**How to complete this task**.
Please copy out the lines in the entries that contain "folder".

-- Working data follows --

PR #408, opened 2021-10-07
Fix CI on trunk

ghost:
CI was currently broken for two reasons
- `trunk` was not compliant with the 1.41 MSRV check
- `clippy` had new warnings

Since bincode 2.0 is not even in alpha yet MSRV should not be locked in place. This PR removes the MSRV checks for now. Additionally the few clippy warnings have been resolved.


.github/workflows/rust.yml
```diff
@@ -25,7 +25,7 @@
             "stable",
             "beta",
             "nightly",
-            "1.41.0"
+            # "1.41.0"
```
VictorKoenders: The deserde branch has this line:
```json
# "1.55.0" TODO: Pick latest stable version when we release 2.
```
Do you think we should copy over the TODO?

VictorKoenders (approved):

.github/workflows/rust.yml
ghost: Hmm yeah, I'll update

PR #409, opened 2021-10-07
Make bincode_derive 0 dependencies

VictorKoenders:
This PR removes `syn`, `proc_macro2` and `quote` from `bincode_derive`.

We still have to keep `proc_macro2` as a dev dependency as it is otherwise impossible to test the parser. This is automatically used instead of `proc_macro` when running tests.

The change is roughly split into 2 parts:

# Parsing

Most of parsing is done in the `derive/src/parse/` folder. This will generate the following types:
- `Visibility`, not being used currently
- `DataType` either `Struct` or `Enum`, with the name of the data type being parsed
- `Generics` the generics part of the type, e.g. `struct Foo<'a>`
- `GenericConstraints` the "where" part of the type

# Generate

Generating the code implementation is done in either `derive/src/derive_enum.rs` and `derive/src/derive_struct.rs`.

This is supported by the structs in `derive/src/generate`. The most notable points of this module are:
- `StreamBuilder` is a thin but friendly wrapper around `TokenStream`
- `Generator` is the base type of the code generator. This has helper methods to generate implementations:
  - `ImplFor` is a helper struct for a single `impl A for B` construction. In this functions can be defined:
    - `GenerateFnBody` is a helper struct for a single function in the above `impl`. This is created with a callback to `FnBuilder` which helps set some properties. `GenerateFnBody` has a `stream()` function which returns ` StreamBuilder` for the function.

The code is tested against the current cases in `tests/derive.rs`, **however** we'll need a lot more test cases before this PR can be merged.

For testing purposes, all generated code is outputted to the current `target` folder, under file name `<struct/enum name>_Encodeable.rs` and `<struct/enum name>_Decodeable.rs`. This can help with debugging.


Cargo.toml
```diff
@@ -21,6 +21,7 @@ license = "MIT"
 description = "A binary serialization / deserialization strategy for transforming structs into bytes and vice versa!"
 
 edition = "2018"
+resolver = "2"
```
ghost: Did cargo do this automatically?

derive/src/parse/body.rs
```diff
@@ -0,0 +1,313 @@
...
+    pub fn is_struct_variant(&self) -> bool {
+        // An enum variant is a struct variant if it has any fields with a name
+        // enum Foo { Bar { a: u32, b: u32 } }
+        self.fields
+            .as_ref()
+            .map(|f| f.iter().any(|f| f.ident.is_some()))
+            .unwrap_or(false)
+    }
+    pub fn is_tuple_variant(&self) -> bool {
+        // An enum variant is a struct variant if it has no fields with a name
```
ghost: This comment should say `tuple variant`

derive/src/derive_enum.rs
```diff
@@ -1,242 +1,191 @@
...
+        fn_body.group(Delimiter::Brace, |match_body| {
+            for (variant_index, variant) in variants.into_iter().enumerate() {
+                // Self::Variant
+                match_body.ident_str("Self");
+                match_body.puncts("::");
+                match_body.ident(variant.name.clone());
+
+                // if we have any fields, declare them here
+                if let Some(fields) = variant.fields.as_ref() {
+                    let delimiter = if variant.is_struct_variant() {
```
ghost: I think it would make more sense to have a `variant.kind()` method that returns an enum of `Struct, Tuple, Unit` instead of having separate `is` methods.

derive/src/error.rs
```diff
@@ -1,24 +1,98 @@
...
-    UnionNotSupported,
+    UnknownVisibility(Span),
+    UnknownDataType(Span),
+    InvalidRustSyntax(Span),
+    ExpectedIdent(Span),
+    // UnionNotSupported,
+}
+
+impl PartialEq for Error {
+    fn eq(&self, other: &Error) -> bool {
```
ghost: Why are the `Span`s not compared for equality?

derive/src/derive_struct.rs
```diff
@@ -1,145 +1,106 @@
...
+                .with_return_type("Result<(), bincode::error::EncodeError>")
+        });
+        let fn_body = fn_body.stream();
+        for (idx, field) in fields.iter().enumerate() {
+            let field_name = field
+                .ident
+                .as_ref()
+                .map(|idx| idx.to_string())
+                .unwrap_or_else(|| idx.to_string());
+            fn_body.push_parsed(format!(
```
ghost: It would be useful to somehow add the span of the original field to this part of the token stream. That way if the field doesn't implement `Encodable` the compiler error will produce lines at the correct place. This probably applies other places, but I'll just comment it here for now.

derive/src/generate/mod.rs
```diff
@@ -0,0 +1,291 @@
...
+        generator.stream.append(builder);
+
+        let group = StreamBuilder::new();
+        Self { generator, group }
+    }
+
+    pub fn generate_fn<'b>(
+        &'b mut self,
+        name: &str,
+        builder: impl FnOnce(FnBuilder) -> FnBuilder,
```
ghost: I'm not a huge fan of the closure API. Would be possible to change this to return a builder with a `build()` method instead?

derive/src/generate/mod.rs
```diff
@@ -0,0 +1,291 @@
...
+        Self {
+            name: name.into(),
+            lifetime_and_generics: Vec::new(),
+            self_arg: FnSelfArg::None,
+            args: Vec::new(),
+            return_type: None,
+        }
+    }
+
+    // pub fn with_lifetime(
```
ghost: Remove commented out code please

derive/src/parse/body.rs
```diff
@@ -0,0 +1,313 @@
...
+            }
+        }
+        let group = assume_group(input.next());
+        let mut stream = group.stream().into_iter().peekable();
+        let fields = match group.delimiter() {
+            Delimiter::Brace => Field::parse_named(&mut stream)?,
+            Delimiter::Parenthesis => Field::parse_unnamed(&mut stream)?,
+            _ => return Err(Error::InvalidRustSyntax(group.span())),
+        };
+        assert!(
```
ghost: Could this be turned into a debug_assert or an Error variant instead?

derive/src/parse/visibility.rs
```diff
@@ -0,0 +1,80 @@
...
+                // Consume this token
+                let ident = super::assume_ident(input.next());
+
+                // check if the next token is `pub(crate)`
+                if let Some(TokenTree::Group(_)) = input.peek() {
+                    let group = super::assume_group(input.next());
+                    let mut group_stream = group.stream().into_iter();
+                    return match (group_stream.next(), group_stream.next()) {
+                        (Some(TokenTree::Ident(ident)), None) => {
+                            if super::ident_eq(&ident, "crate") {
```
ghost: other visibilities than `crate` are allowed

ghost (changes requested):

Cargo.toml
VictorKoenders: No I added this manually. Resolver 2 is standard in the 2021 edition, and I think this won't actually do anything if it's not in the binary (plus we have almost no dependencies). I'll remove it

derive/src/parse/body.rs
VictorKoenders: Reworked the struct/enum variant fields

derive/src/derive_enum.rs
VictorKoenders: Done!

derive/src/error.rs
VictorKoenders: `PartialEq` was only implemented for `Error` for the tests so that `partial_eq!()` could be used. I've removed the `PartialEq` implementation and used all the `.is_` methods and `.unwrap()`

derive/src/parse/body.rs
VictorKoenders: The `assert` should only panic if the fields of the structs are improperly parsed. I'm assuming the parser is properly tested at this point and we don't need this assert, so I'll remove it.

derive/src/derive_struct.rs
VictorKoenders: Because this is formatted into a string and then passed to `.push_parsed`, we're dependent on the `Span` value of the implementation of the `FromStr` in either `proc_macro` (for users) or `proc_macro2` (during tests).

I'll add a `Span` location to `IdentOrIndex::Index` but I doubt it'll ever come up

derive/src/parse/visibility.rs
VictorKoenders: Because we're not actually using the value of `Visibility` I've changed it to simply consume everything the parenthesis. Visibility is now either `::Default` for no visibility and `::Pub` for `pub` and `pub(anything)`

derive/src/generate/mod.rs
VictorKoenders: I have flipped it around. Configuring the function definition is now a builder pattern, and the body is inside of a closure. The body is a nested group so it makes sense to be a similar closure like `StreamBuilder::group`.

derive/src/error.rs
```diff
@@ -1,24 +1,76 @@
...
 }
 
 impl Error {
     pub fn into_token_stream(self) -> TokenStream {
-        self.into_token_stream_with_span(Span::call_site())
+        let maybe_span = match &self {
+            Error::UnknownDataType(span)
+            | Error::ExpectedIdent(span)
+            | Error::InvalidRustSyntax(span) => Some(*span),
+            // Error::UnionNotSupported => None,
```
ghost: Remove this

src/de/mod.rs
```diff
@@ -6,7 +6,8 @@ mod impls;
 pub mod read;
 pub use self::decoder::Decoder;
 
-pub trait Decodable: for<'de> BorrowDecodable<'de> {
+pub trait Decodable: Sized {
+    // }: for<'de> BorrowDecodable<'de> {
```
ghost: why is this here?

ghost:
Looks like this parser can't handle field attributes (i.e. `#[serde(skip)]`). It shouldn't be too bad to add them because as far as I can tell they can all be ignored.

derive/src/error.rs
VictorKoenders: Removed

src/de/mod.rs
VictorKoenders: Leftover from when I was trying to make the derive crate work, reverted this change

src/de/mod.rs
```diff
@@ -6,7 +6,7 @@ mod impls;
 pub mod read;
 pub use self::decoder::Decoder;
 
-pub trait Decodable: for<'de> BorrowDecodable<'de> {
```
ghost, line 9: I really hate to nitpick but could you remove the `Sized`? Its implied by BorrowDecodable

ghost (approved):

src/de/mod.rs
VictorKoenders: Done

-- Working data concluded --

**Answer to this exercise**.
Most of parsing is done in the `derive/src/parse/` folder. This will generate the following types:
For testing purposes, all generated code is outputted to the current `target` folder, under file name `<struct/enum name>_Encodeable.rs` and `<struct/enum name>_Decodeable.rs`. This can help with debugging.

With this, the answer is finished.